• What this task involves: Show each line of the records in which the word "dlorenc" occurs.

• Collected data:
PR #37, opened 2017-05-19
Add an image that uses a basic libc call from go.

dlorenc:
This test fails without /etc/passwd or glibc.

### DIFF
--- a/base/BUILD
+++ b/base/BUILD
@@ -2,6 +2,7 @@ package(default_visibility = ["//visibility:public"])
 
 load("@io_bazel_rules_docker//docker:docker.bzl", "docker_build")
 load("@io_bazel_rules_docker//docker/contrib:passwd.bzl", "passwd_file")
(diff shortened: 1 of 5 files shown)


base/BUILD
```diff
@@ -41,10 +43,30 @@ docker_build(
...
+
+# Test that the /etc/passwd entry is set and that libc works (for Go)
+
+go_binary(
+    name = "user",
+    srcs = ["testdata/user.go"],
+    visibility = ["//visibility:private"],
+)
+
+docker_build(
```
mattmoor: Maybe spice it up with a custom user and move to examples?

dlorenc: I started with it in examples, but I changed my mind. The idea is that this is supposed to be a test of the base image's glibc installation, so I thought it would make more sense here. But it is also sort of an example...

WDYT makes more sense?

mattmoor: I think if we switch it away from `root` it would make a good example :)

dlorenc: Done.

• Result for this exercise:
dlorenc:
dlorenc: I started with it in examples, but I changed my mind. The idea is that this is supposed to be a test of the base image's glibc installation, so I thought it would make more sense here. But it is also sort of an example...
dlorenc: Done.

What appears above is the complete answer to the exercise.